Hence, we performed a systematic review and meta-analysis to evaluate the association between chili pepper consumption and the risk of GI cancers by combining all available data from eligible studies. When possible, we used meta-analysis to quantify the effects and explore the possible sources of heterogeneity among the studies.

Methods

The study was complemented following Preferred Reporting Items for Systematic Reviews and Meta-Analyses (PRISMA) (15). This review was registered at PROSPERO as CRD42022320670.

Search strategy

We searched PubMed, Embase, and Web of Science for studies in humans on the association between chili pepper consumption and the risk of GI cancers from inception until 22 December 2021, using (“spicy” OR “chili” OR “chilli” OR “pepper” OR “capsaicin” OR “paprika”) AND (“malignancy” OR “cancer” OR “carcinoma” OR “tumor” or “neoplasm”) as search terms. Additionally, references to relevant articles and recent reviews were manually searched to identify other eligible articles.

Selection criteria

Studies that satisfied the following criteria were included in this meta-analysis: (1) participants were adults; (2) studies were observational (cohort, case-control, or cross-sectional studies); (3) information was available on the relationship between chili pepper consumption as the exposure of interest and the risk of EC, GC, and/or CRC as the outcome of interest; and (4) studies reported available risk estimates in the form of relative risk (RR), odds ratio (OR), or hazard ratio (HR) with 95% confidence intervals (CIs). When overlapping populations were included in multiple articles, only the most recent or largest population was used to avoid duplications.

Non-English articles were excluded. Studies were excluded if they were reviews, letters, posters, meetings, or conference abstracts. We also excluded studies that included patients with precancerous lesions as an outcome of interest, mixed chili pepper with other foods (e.g., hot pepper-soybean stew) as the exposure of interest, had a sample size of fewer than 20 cases, and were conducted on children or adolescents. Additionally, studies with insufficient data were excluded. All searches were performed independently by two authors (CC and MZ), and inconsistencies were resolved through discussion.

Data extraction

Two investigators (CC and MZ) independently reviewed and performed the data extraction from all the included studies.

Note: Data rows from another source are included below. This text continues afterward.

PR #17704, opened 2022-10-19
chore: Add recommended indexes

sharat87:
This PR adds indexes as recommended by MongoDB cloud.

### DIFF
--- a/app/server/appsmith-server/src/main/java/com/appsmith/server/migrations/DatabaseChangelog2.java
+++ b/app/server/appsmith-server/src/main/java/com/appsmith/server/migrations/DatabaseChangelog2.java
@@ -2744,6 +2744,9 @@ public class DatabaseChangelog2 {
 
     @ChangeSet(order = "037", id = "indices-recommended-by-mongodb-cloud", author = "")
     public void addTenantAdminPermissionsToInstanceAdmin(MongockTemplate mongockTemplate) {
+        dropIndexIfExists(mongockTemplate, NewPage.class, "deleted");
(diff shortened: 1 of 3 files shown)


app/server/appsmith-server/src/main/java/com/appsmith/server/migrations/DatabaseChangelog2.java
```diff
@@ -2741,4 +2741,14 @@ private <T extends BaseDomain> T fetchDomainObjectUsingId(String id, MongockTemp
         final T domainObject = mongockTemplate.findOne(query(where(fieldName(path)).is(id)), type);
         return domainObject;
     }
-}
\ No newline at end of file
+
+    @ChangeSet(order = "037", id = "indices-recommended-by-mongodb-cloud", author = "")
```
mohanarpit, line 2745: Can we also add the index for newPage collection?

sharat87: I was wondering if we should. If that index was the problem, I'm very surprised it didn't show up in the recommended indexes. 🤔 🤷‍♂️

Oh well, no harm I suppose. I'll go ahead and add it here.

Rhitottam:

mohanarpit (approved):

sharat87:
@Rhitottam, I'll wait for the result of the perf-test? Will it show up as a comment here?

Rhitottam:
> @Rhitottam, I'll wait for the result of the perf-test? Will it show up as a comment here?

Hi I ma just testing a change in our perf-infra code. No need to wait fro the result. 👍🏽

Issue #17739, opened 2022-10-20
[Task]: Use the new link component in the user auth flow


tanvibhakta:
### Is there an existing issue for this?

- [X] I have searched the existing issues

### SubTasks

- [x] Design a link component 
- [x] create the link component in the design system 
- [x] use that link component in the ~4 places we are directly styling `a` tags in the user auth flow.

PR #17740, opened 2022-10-20
chore: use link from ds

tanvibhakta:
## Description

Replaces custom link components with minimally styled ones from the design-system in the user auth flow. 
Fixes #https://github.com/appsmithorg/appsmith/issues/17739

In this PR, I have removed a global rule which says "no outlines". This allows our current design system to display the outlines, and makes it clear what other links we need to change/inputs we need to design etc, by the end of this effort. 

Design File: https://www.figma.com/file/4aZWeRRAyIBX660EbIQhXn/DS-Upgrade-Exploration?node-id=766%3A39347

Depends on https://github.com/appsmithorg/design-system/pull/242, https://github.com/appsmithorg/appsmith/pull/18231

## Type of change

## How Has This Been Tested?

Locally, and on the dp

### Flows to test
All the links on the UserAuth flow - 
- forgot password
- T&C + privacy policy
- Sign Up
- Back to Sign Up

## Checklist:


Rhitottam:

albinAppsmith (approved):

shadabbuchh:
Issues that were identified:

1. The font colour & size for `Forgot Password`, `Privacy Policy` & `Terms & Conditions` links is different from release/prod.
2. `Sign In`/`Sign Up` text is bold and looks interact-able even when email/password are not entered.

Screenshot 2022-10-25 at 12 10 00 PM

3. The underline is not continuous, it breaks for letters such as `g`, `p`, `y`.
Screenshot 2022-10-25 at 12 11 48 PM

4. Do we want the Pressed state to persist when user is redirected to a different tab? e.g. when we click on `Privacy Policy`.
https://www.loom.com/share/f23f4de4a2ff42628a89a0d19ee08fd2

tanvibhakta:
> The font color & size for Forgot Password, Privacy Policy & Terms & Conditions links is different from release/prod.

The goal is for these to follow the guidelines as set in the design files, not in release/prod. Could you please check if the guidelines are followed from the design? 
- color, hover, pressed behavior from design 
- font sizes from prod

> Sign In/Sign Up text is bold and looks interact-able even when email/password are not entered.

My code doesn't change this. In fact, while this isn't visible on release or prod environments, this is visible even on the release branch on local. I'm not sure what's happening here. 

>    The underline is not continuous, it breaks for letters such as g, p, y.

This is default browser behavior - typically we _want_ underline to break on descenders, but let me confirm with @vasanth-appsmith. 

> Do we want the Pressed state to persist 

This is also default browser behaviour to allow users to be able to resume context when they come back to a page, but I will confirm with design.

shadabbuchh:
> The goal is for these to follow the guidelines as set in the design files, not in release/prod. Could you please check if the guidelines are followed from the design?
> 
> * color, hover, pressed behavior from design
> * font sizes from prod

Font size is different from prod

> This is default browser behavior - typically we want underline to break on descenders, but let me confirm with @vasanth-appsmith.

As of now this behaviour is not happening in release/prod. And even the design file does not display this behaviour.

tanvibhakta:
3. We've decided to do away with breaks on descenders
4. We will be triggering the focus state only when a keyboard accesses it.

tanvibhakta:
@shadabbuchh - Issues 1, 3, and 4 should be fixed! I'm still not sure why 2 is happening, but since it's also happening on local-release and not anywhere else I think we can ignore it for now.

shadabbuchh:
Observations:

1. The gap between `Forgot Password`, `Back to Sign In`, `Privacy Policy` & `Terms & Conditions` links & the underline beneath each of these is more than what is expected.
2. Letter spacing for `Privacy Policy` & `Terms & Conditions` is greater in the DP than release/prod.
3. Space between `Sign In` & `Forgot Password` is greater than what is in release/prod.
4. The length of the whole `Sign In` & `Forgot Password` card is greater when compared to release/prod.
5. The placement of the `Sign Up` card as a whole is not congruent with release/prod.
6. Placeholder for Email/password is not placed in the exact center.

Please have a look at the video below for better reference:
https://www.loom.com/share/8faa6e8dc47b4ed6a817a43da421f789

tanvibhakta:
> Placeholder for Email/password is not placed in the exact center.

This is not within the scope of the current PR (I haven't changed anything about that here)

> The gap between Forgot Password, Back to Sign In, Privacy Policy & Terms & Conditions links & the underline beneath each of these is more than what is expected.

The space between the text and the underline is not determined by me, but determined by the line-height of the element which forms the bounding box of it. This will therefore change for different elements (this is one of the downsides of using something other that `text-decoration` to style our underlines). Since the difference is proportional to the font size, I propose that this is acceptable. 

> Letter spacing for Privacy Policy & Terms & Conditions is greater in the DP than release/prod.
> Space between Sign In & Forgot Password is greater than what is in release/prod.

This is an excellent catch, thank you! I have now implemented `TextType` within `Link` so this should be consistent everywhere.

Issue #17786, opened 2022-10-21
[Bug]: Update the left panel height on home page due to addition of admin settings


ankitakinger:
### Is there an existing issue for this?

- [X] I have searched the existing issues

### Description

When you have a long list of workspaces, the left panel on the home page is covered by the admin settings option at the bottom. Update the height of the left panel to handle this scenario.

### Steps To Reproduce

1. Go to the home page
2. Add a long list of workspaces
3. Check that on scrolling the left panel, you cannot view the last workspace in that list.

### Version

Self Hosted - latest

PR #17788, opened 2022-10-21
fix: Updating left panel height on home page due to addition of admin settings

ankitakinger:
## Description

> Updated left panel height on the home page due to the addition of admin settings to fix overlapping issue.

Fixes [#17786](https://github.com/appsmithorg/appsmith/issues/17786)

## Type of change

## How Has This Been Tested?

> Tested it locally and checked this fixes the issue.

## Checklist:

### DIFF
--- a/app/client/src/pages/Applications/index.tsx
+++ b/app/client/src/pages/Applications/index.tsx
@@ -326,7 +326,7 @@ const StyledAnchor = styled.a`
 
 const WorkpsacesNavigator = styled.div`
   overflow: auto;
-  height: calc(100vh - ${(props) => props.theme.homePage.header + 252}px);
+  height: calc(100vh - ${(props) => props.theme.homePage.header + 292}px);
   ${thinScrollbar};
   /* padding-bottom: 160px; */
 `;


Rhitottam:

IAmAnubhavSaini:
@ankitakinger I was reviewing it, just got side-tracked. Here's the review:

After this change, the left bar will have empty space for non-admin user.

Screenshot 2022-10-21 at 6 33 58 PM

Without this change, it didn't look **that** bad:

### before changes, for admin:
Screenshot 2022-10-21 at 6 37 38 PM


### after changes, for admin:
Screenshot 2022-10-21 at 6 38 08 PM

ankitakinger:
> @ankitakinger I was reviewing it, just got side-tracked. Here's the review:
> 
> After this change, the left bar will have empty space for non-admin user.
> 
> Screenshot 2022-10-21 at 6 33 58 PM
> 
> Without this change, it didn't look **that** bad:
> 
> ### before changes, for admin:
> Screenshot 2022-10-21 at 6 37 38 PM
> 
> ### after changes, for admin:
> Screenshot 2022-10-21 at 6 38 08 PM

I think extra space is better than the content getting covered. What do you suggest we should do here?

IAmAnubhavSaini:
The size of the container should be calculated by number of elements in it.

Could you share a screen shot of where the content is getting hidden? Because as I showed above, there is not much difference with earlier code.

IAmAnubhavSaini:
The extra admin option was hiding the last of the workspaces.

### with changes, the last most workspace is visible.

Screenshot 2022-10-21 at 6 54 04 PM

### without this PR, the last most workspace is hidden.
Screenshot 2022-10-21 at 6 53 48 PM

This was not clear in pr description or bug description.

The extracted characteristics and data were composed of the first author’s last name, publication year, country, study design (hospital case-control, population case-control, or cohort study), number of study populations and cases, mean/median age of participants, male ratio, assessment method of exposure, GI cancer type, risk estimates and corresponding 95% CI, and covariates adjusted in multivariate analysis. For studies reporting several multivariate-adjusted risk estimates, the risk estimates that were maximally adjusted for underlying confounders were the top priority for use. Any discrepancies during the data extraction process were determined through discussion with a third investigator (XZ).

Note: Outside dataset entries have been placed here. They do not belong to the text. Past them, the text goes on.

PR #26128, opened 2023-08-08
chore: Add `X-Content-Type-Options` to all downstream responses

sharat87:
So far, only calls that go to the Java backend, had the `X-Content-Type-Options` header in the responses. This PR adds them to all responses by

1. adding it to NGINX configuration.
2. removing it from Spring security's configuration, so we don't end up with _two_ `X-Content-Type-Options` headers in the response.

### DIFF
--- a/app/server/appsmith-server/src/main/java/com/appsmith/server/configurations/SecurityConfig.java
+++ b/app/server/appsmith-server/src/main/java/com/appsmith/server/configurations/SecurityConfig.java
@@ -152,7 +152,7 @@ public class SecurityConfig {
                 .disable()
                 .addFilterAt(new CSRFFilter(), SecurityWebFiltersOrder.CSRF)
                 // Default security headers configuration from
-                // https://docs.spring.io/spring-security/site/docs/5.0.x/reference/html/headers.html.
+                // https://docs.spring.io/spring-security/site/docs/5.0.x/reference/html/headers.html
                 .headers()
                 .contentTypeOptions()
                 .disable()
--- a/app/server/appsmith-server/src/main/java/com/appsmith/server/configurations/SecurityConfig.java
+++ b/app/server/appsmith-server/src/main/java/com/appsmith/server/configurations/SecurityConfig.java
@@ -151,6 +151,14 @@ public class SecurityConfig {
                 .csrf()
                 .disable()
                 .addFilterAt(new CSRFFilter(), SecurityWebFiltersOrder.CSRF)
+                // Default security headers configuration from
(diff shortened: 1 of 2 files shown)


app/server/appsmith-server/src/main/java/com/appsmith/server/configurations/SecurityConfig.java
```diff
@@ -151,6 +151,14 @@ public SecurityWebFilterChain securityWebFilterChain(ServerHttpSecurity http) {
                 .csrf()
                 .disable()
                 .addFilterAt(new CSRFFilter(), SecurityWebFiltersOrder.CSRF)
+                // Default security headers configuration from
+                // https://docs.spring.io/spring-security/site/docs/5.0.x/reference/html/headers.html.
```
nidhi-nair, line 155:
```suggestion
                // https://docs.spring.io/spring-security/site/docs/5.0.x/reference/html/headers.html
```

Nit: The period at the end does not make this URL functional

app/server/appsmith-server/src/main/java/com/appsmith/server/configurations/SecurityConfig.java
```diff
@@ -151,6 +151,14 @@ public SecurityWebFilterChain securityWebFilterChain(ServerHttpSecurity http) {
...
+                .headers()
+                .contentTypeOptions()
+                .disable()
+                .frameOptions()
```
nidhi-nair, line 159: Why are we disabling this?

app/server/appsmith-server/src/main/java/com/appsmith/server/configurations/SecurityConfig.java
sharat87: Wow, it works fine in IntelliJ! Guess I can't expect that quality everywhere. Thanks for noticing!

app/server/appsmith-server/src/main/java/com/appsmith/server/configurations/SecurityConfig.java
sharat87: Two reasons.

1. It only applies to `/api` requests, and other requests that end up with the backend server, and not all.
2. Our NGINX sets a CSP with a `frame-ancestors`, which is solving the same problem as this header, and is the recommended way forward. That CSP is even configurable for users, and it's value adapts to configuration. This one, doesn't.

Ref: https://developer.mozilla.org/en-US/docs/Web/HTTP/Headers/X-Frame-Options.

nidhi-nair (dismissed):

Assessment of study quality

The quality of the included studies was evaluated using a modified version of the Newcastle–Ottawa Quality Assessment Scale (NOS) (16) with a nine-star scoring system. The following items were taken into consideration: selection of the study groups (up to four stars), comparability of the study groups (up to two stars), and confirmation of chili pepper exposure (up to three stars). We considered NOS scores above or equal to the median as high-quality studies (low risk of bias) and those with NOS scores below the median were regarded as low-quality (high risk of bias) (17). The results of study quality were not used as exclusion criteria.

Statistical analysis

The OR and 95% CI were identified as effect sizes to evaluate the association between chili pepper consumption and the risk of GI cancers. We used the maximally adjusted OR reported in the original research when the OR was directly available. Heterogeneity among the included studies was evaluated by I-square (I²) statistic (18). When I² was greater than 50%, there was significant heterogeneity between studies, so a random-effects model was selected. Otherwise, a fixed-effects model was performed (19). Publication bias was evaluated through a combination of qualitative and quantitative approaches, involving funnel plots and the Egger regression test (20).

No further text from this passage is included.